→ **HOW TO COMPLETE THIS TASK**:
Every line of the records below from the line with "So we can use" up to and including the line with "Chrome no longer" must be reproduced exactly, and no line outside that range.

________________

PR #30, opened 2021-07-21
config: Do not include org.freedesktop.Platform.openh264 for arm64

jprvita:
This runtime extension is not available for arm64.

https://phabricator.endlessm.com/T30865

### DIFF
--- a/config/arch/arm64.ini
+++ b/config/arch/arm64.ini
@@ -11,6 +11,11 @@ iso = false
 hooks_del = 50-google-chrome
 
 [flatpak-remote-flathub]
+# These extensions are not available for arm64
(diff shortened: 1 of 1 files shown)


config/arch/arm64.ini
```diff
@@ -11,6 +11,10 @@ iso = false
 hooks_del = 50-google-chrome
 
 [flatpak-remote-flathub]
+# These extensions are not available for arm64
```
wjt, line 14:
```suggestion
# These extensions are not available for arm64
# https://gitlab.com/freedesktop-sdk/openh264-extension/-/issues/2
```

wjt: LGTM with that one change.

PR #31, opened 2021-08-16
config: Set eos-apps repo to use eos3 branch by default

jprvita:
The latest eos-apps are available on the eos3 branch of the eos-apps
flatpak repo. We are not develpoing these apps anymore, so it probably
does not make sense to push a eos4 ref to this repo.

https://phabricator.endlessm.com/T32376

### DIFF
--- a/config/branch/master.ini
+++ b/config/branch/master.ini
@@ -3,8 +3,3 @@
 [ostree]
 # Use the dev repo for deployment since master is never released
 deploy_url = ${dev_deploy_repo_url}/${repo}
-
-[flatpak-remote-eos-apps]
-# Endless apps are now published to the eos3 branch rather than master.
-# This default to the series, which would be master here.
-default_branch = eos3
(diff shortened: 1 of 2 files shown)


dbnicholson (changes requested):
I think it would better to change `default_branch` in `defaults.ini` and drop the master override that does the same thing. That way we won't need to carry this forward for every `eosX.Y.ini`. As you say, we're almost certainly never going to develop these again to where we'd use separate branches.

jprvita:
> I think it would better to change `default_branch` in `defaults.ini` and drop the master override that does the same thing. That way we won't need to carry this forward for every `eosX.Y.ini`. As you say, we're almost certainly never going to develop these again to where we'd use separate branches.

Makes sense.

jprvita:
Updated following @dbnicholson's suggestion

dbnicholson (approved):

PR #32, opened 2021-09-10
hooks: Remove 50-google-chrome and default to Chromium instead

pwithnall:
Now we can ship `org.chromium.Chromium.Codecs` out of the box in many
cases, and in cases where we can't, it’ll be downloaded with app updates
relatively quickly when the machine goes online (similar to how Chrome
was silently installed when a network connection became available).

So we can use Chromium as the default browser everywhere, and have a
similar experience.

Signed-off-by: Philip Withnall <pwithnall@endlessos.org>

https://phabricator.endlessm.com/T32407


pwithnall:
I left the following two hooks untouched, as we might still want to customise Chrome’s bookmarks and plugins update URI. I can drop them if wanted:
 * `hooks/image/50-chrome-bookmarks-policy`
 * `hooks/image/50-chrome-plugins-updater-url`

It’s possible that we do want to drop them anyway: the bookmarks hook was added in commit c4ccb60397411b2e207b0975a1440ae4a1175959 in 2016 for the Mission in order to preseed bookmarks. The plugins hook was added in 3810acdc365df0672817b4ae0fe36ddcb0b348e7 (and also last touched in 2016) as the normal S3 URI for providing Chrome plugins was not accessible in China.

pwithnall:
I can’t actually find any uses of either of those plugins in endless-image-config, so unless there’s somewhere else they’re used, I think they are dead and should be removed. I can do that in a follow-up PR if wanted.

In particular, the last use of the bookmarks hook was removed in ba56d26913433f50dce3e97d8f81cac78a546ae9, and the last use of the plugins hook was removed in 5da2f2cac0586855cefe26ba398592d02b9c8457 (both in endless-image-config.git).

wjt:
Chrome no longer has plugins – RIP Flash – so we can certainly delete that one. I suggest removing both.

________________

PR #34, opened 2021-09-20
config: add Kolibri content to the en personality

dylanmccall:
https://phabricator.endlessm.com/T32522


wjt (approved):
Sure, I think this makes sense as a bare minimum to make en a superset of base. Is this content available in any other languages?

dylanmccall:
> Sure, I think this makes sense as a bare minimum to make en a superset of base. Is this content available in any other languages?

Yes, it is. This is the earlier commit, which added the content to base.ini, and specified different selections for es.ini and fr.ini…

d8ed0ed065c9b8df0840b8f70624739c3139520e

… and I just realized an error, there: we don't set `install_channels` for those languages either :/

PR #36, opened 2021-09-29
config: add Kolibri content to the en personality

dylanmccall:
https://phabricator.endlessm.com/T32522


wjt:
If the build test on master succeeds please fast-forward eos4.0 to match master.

________________

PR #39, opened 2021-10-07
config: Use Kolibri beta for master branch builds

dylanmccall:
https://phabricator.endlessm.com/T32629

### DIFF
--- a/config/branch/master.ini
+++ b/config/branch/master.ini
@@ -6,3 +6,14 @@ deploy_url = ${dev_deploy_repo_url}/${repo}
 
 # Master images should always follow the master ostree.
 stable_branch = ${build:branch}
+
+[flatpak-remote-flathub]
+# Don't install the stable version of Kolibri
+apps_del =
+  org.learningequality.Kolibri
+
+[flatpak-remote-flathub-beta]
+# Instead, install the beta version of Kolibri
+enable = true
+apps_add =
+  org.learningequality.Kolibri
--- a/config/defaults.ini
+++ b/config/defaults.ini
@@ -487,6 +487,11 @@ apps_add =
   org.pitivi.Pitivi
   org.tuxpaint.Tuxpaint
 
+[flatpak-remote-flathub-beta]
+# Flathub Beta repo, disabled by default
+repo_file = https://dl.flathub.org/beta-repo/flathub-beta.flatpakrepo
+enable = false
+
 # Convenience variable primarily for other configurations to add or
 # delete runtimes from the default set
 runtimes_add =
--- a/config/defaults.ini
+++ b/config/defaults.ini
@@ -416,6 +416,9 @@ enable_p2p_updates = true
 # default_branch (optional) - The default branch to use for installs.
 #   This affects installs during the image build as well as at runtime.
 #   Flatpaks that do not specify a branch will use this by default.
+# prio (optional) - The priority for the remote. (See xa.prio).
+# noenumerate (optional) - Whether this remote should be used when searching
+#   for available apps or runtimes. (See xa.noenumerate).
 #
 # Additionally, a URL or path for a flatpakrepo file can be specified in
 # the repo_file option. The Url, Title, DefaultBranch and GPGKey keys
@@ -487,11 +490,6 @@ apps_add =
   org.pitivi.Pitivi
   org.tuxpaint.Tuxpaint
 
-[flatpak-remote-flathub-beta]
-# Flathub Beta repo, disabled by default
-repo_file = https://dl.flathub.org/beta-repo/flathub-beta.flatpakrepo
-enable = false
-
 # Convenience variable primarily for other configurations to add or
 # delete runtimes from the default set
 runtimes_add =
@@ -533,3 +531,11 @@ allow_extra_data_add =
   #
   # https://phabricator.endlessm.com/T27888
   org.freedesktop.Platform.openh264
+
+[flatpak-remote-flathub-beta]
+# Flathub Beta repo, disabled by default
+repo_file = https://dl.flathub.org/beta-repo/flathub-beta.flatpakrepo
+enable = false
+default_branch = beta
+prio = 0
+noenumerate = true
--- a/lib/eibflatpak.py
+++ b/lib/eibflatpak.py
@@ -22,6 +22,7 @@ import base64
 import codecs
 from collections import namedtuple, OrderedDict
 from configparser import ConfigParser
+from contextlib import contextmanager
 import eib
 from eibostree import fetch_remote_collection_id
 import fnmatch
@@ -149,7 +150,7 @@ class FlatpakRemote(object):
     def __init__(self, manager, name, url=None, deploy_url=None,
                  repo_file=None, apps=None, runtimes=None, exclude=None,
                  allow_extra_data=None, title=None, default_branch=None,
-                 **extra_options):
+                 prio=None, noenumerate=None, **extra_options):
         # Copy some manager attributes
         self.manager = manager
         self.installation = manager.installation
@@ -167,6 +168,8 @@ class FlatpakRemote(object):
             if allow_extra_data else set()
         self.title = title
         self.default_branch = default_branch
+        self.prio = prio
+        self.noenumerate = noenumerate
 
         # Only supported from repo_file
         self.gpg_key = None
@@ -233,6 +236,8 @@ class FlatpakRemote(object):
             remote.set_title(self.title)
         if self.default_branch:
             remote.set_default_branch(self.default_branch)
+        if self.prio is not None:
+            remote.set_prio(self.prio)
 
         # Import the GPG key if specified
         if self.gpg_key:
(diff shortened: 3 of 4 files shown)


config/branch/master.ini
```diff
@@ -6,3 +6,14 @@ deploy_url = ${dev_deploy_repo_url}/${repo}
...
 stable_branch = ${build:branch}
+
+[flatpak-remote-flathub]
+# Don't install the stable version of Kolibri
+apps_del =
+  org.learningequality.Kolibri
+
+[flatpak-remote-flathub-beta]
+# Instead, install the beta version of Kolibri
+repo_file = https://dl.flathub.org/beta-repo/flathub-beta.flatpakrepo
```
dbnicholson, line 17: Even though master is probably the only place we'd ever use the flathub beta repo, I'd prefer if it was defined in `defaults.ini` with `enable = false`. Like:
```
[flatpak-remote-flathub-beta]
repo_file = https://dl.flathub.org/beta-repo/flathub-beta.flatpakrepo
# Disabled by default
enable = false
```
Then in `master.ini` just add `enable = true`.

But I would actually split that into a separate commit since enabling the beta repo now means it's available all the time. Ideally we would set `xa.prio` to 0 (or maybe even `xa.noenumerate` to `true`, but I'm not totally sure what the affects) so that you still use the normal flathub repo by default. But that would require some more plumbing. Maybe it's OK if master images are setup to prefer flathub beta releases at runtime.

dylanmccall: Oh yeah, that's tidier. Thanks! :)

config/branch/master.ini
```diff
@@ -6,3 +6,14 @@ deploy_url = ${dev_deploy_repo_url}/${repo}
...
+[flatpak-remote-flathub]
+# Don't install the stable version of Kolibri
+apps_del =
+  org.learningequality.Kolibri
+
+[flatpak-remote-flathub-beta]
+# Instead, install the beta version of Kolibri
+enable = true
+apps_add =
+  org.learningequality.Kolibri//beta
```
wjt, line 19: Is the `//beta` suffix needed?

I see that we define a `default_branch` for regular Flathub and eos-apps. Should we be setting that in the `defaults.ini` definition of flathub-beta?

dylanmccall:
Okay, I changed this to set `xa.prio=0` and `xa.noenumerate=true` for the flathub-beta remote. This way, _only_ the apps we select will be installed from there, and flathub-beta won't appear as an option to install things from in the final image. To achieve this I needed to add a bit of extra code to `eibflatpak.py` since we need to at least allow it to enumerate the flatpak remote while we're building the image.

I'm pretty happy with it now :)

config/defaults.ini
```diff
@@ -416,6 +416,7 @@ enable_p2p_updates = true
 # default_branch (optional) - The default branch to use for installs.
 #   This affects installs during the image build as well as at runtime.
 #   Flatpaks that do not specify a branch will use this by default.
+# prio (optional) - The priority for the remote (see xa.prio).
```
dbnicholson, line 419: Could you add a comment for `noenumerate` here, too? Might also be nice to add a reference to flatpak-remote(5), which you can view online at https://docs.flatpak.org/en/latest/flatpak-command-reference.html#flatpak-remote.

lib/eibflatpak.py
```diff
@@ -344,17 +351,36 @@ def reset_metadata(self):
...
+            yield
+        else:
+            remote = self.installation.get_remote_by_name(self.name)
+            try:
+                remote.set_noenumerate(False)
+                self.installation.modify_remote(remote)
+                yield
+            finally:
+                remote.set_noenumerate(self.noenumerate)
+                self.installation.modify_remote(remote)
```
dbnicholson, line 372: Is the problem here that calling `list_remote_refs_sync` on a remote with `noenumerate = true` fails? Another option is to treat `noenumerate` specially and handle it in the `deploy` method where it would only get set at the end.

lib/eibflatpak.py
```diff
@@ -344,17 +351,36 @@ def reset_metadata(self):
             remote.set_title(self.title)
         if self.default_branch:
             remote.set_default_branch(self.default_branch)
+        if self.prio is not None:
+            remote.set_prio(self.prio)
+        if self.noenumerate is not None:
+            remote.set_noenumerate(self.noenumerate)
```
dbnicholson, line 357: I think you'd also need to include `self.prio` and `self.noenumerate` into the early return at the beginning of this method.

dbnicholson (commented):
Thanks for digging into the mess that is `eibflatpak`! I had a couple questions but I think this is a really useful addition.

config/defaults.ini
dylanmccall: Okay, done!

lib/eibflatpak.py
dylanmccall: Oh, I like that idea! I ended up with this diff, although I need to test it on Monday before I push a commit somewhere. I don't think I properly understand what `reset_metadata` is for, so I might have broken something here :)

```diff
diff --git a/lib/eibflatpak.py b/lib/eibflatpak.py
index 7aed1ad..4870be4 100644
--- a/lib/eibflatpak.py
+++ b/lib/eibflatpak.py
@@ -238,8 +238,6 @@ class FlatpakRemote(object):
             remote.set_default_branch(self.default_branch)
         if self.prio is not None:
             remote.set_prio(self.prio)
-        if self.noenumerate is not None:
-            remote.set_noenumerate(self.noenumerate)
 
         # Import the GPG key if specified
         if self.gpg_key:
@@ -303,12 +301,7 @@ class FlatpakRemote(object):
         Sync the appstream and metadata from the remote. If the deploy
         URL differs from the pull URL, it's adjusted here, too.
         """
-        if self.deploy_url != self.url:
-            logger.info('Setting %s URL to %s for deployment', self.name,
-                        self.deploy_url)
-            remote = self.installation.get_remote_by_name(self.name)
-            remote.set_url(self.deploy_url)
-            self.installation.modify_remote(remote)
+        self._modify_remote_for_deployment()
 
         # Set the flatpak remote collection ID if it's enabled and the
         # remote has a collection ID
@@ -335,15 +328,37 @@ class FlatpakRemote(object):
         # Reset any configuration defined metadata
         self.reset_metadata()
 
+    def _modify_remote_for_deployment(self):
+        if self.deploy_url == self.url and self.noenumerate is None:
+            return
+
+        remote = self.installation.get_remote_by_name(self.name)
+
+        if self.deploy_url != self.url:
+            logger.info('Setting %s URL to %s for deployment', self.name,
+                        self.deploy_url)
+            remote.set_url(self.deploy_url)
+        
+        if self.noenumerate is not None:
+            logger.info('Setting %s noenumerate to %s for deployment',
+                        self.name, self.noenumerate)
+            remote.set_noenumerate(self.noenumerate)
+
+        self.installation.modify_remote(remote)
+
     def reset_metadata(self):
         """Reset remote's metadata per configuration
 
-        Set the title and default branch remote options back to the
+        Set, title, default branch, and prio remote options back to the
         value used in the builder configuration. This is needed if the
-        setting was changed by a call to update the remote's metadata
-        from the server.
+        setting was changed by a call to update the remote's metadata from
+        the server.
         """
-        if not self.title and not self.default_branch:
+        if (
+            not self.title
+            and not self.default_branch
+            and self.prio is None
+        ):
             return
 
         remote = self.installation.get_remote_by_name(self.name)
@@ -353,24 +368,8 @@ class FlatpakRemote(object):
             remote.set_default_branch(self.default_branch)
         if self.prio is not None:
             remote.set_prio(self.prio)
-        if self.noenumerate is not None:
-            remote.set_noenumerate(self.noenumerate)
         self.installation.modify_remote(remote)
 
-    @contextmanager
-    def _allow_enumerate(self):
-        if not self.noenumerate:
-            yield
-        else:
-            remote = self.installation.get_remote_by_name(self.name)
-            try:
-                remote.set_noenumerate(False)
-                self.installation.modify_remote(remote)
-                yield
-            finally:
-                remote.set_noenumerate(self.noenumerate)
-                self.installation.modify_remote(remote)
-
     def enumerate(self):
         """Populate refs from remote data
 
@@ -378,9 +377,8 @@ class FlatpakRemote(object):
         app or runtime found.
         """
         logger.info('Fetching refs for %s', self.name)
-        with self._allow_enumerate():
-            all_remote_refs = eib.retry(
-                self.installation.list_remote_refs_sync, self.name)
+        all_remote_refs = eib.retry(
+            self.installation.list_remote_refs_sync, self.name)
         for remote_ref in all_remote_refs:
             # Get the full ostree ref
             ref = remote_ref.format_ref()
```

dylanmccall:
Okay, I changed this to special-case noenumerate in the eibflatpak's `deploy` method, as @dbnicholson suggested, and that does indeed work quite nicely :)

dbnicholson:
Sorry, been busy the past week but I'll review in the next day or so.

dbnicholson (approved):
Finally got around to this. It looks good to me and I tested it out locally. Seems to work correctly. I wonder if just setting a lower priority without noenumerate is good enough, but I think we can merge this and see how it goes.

________________

→ **EXERCISE ANSWER**:
So we can use Chromium as the default browser everywhere, and have a
similar experience.

Signed-off-by: Philip Withnall <pwithnall@endlessos.org>

https://phabricator.endlessm.com/T32407


pwithnall:
I left the following two hooks untouched, as we might still want to customise Chrome’s bookmarks and plugins update URI. I can drop them if wanted:
 * `hooks/image/50-chrome-bookmarks-policy`
 * `hooks/image/50-chrome-plugins-updater-url`

It’s possible that we do want to drop them anyway: the bookmarks hook was added in commit c4ccb60397411b2e207b0975a1440ae4a1175959 in 2016 for the Mission in order to preseed bookmarks. The plugins hook was added in 3810acdc365df0672817b4ae0fe36ddcb0b348e7 (and also last touched in 2016) as the normal S3 URI for providing Chrome plugins was not accessible in China.

pwithnall:
I can’t actually find any uses of either of those plugins in endless-image-config, so unless there’s somewhere else they’re used, I think they are dead and should be removed. I can do that in a follow-up PR if wanted.

In particular, the last use of the bookmarks hook was removed in ba56d26913433f50dce3e97d8f81cac78a546ae9, and the last use of the plugins hook was removed in 5da2f2cac0586855cefe26ba398592d02b9c8457 (both in endless-image-config.git).

wjt:
Chrome no longer has plugins – RIP Flash – so we can certainly delete that one. I suggest removing both.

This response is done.